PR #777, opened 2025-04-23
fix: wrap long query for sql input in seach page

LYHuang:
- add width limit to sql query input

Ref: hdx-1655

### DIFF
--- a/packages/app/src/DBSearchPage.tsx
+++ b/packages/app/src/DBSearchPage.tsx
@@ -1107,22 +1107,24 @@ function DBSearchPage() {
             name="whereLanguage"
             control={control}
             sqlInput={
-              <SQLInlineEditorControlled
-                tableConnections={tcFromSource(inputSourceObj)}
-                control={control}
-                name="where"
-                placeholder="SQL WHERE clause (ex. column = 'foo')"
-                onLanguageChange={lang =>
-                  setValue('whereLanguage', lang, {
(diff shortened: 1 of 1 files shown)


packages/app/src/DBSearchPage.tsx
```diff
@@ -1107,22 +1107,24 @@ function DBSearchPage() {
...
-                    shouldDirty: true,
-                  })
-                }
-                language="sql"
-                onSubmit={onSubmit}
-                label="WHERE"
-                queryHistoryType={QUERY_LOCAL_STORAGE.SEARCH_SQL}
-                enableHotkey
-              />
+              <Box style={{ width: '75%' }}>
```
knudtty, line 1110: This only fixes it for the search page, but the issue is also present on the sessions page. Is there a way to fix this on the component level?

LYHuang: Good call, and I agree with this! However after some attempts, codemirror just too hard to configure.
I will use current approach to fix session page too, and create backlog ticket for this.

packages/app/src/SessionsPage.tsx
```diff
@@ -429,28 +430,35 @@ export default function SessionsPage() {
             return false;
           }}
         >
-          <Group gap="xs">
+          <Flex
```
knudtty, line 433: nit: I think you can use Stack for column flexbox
:::::
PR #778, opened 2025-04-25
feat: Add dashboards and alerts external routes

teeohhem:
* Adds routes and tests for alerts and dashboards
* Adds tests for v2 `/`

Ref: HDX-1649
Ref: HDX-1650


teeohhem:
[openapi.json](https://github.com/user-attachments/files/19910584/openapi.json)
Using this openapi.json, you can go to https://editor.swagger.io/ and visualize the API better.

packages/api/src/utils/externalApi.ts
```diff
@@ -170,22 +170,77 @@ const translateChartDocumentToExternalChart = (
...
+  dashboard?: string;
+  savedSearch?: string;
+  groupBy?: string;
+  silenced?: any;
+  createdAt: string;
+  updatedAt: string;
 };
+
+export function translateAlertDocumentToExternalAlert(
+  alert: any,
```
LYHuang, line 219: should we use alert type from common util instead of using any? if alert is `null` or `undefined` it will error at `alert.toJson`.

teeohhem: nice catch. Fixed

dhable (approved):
:::::
Exercise prompt:
In the records above, find the line with "feat: Add dashboards"; write out exactly that line and each one after it, stopping after the line with "teeohhem: nice catch. Fixed".

Result:
feat: Add dashboards and alerts external routes

teeohhem:
* Adds routes and tests for alerts and dashboards
* Adds tests for v2 `/`

Ref: HDX-1649
Ref: HDX-1650


teeohhem:
[openapi.json](https://github.com/user-attachments/files/19910584/openapi.json)
Using this openapi.json, you can go to https://editor.swagger.io/ and visualize the API better.

packages/api/src/utils/externalApi.ts
```diff
@@ -170,22 +170,77 @@ const translateChartDocumentToExternalChart = (
...
+  dashboard?: string;
+  savedSearch?: string;
+  groupBy?: string;
+  silenced?: any;
+  createdAt: string;
+  updatedAt: string;
 };
+
+export function translateAlertDocumentToExternalAlert(
+  alert: any,
```
LYHuang, line 219: should we use alert type from common util instead of using any? if alert is `null` or `undefined` it will error at `alert.toJson`.

teeohhem: nice catch. Fixed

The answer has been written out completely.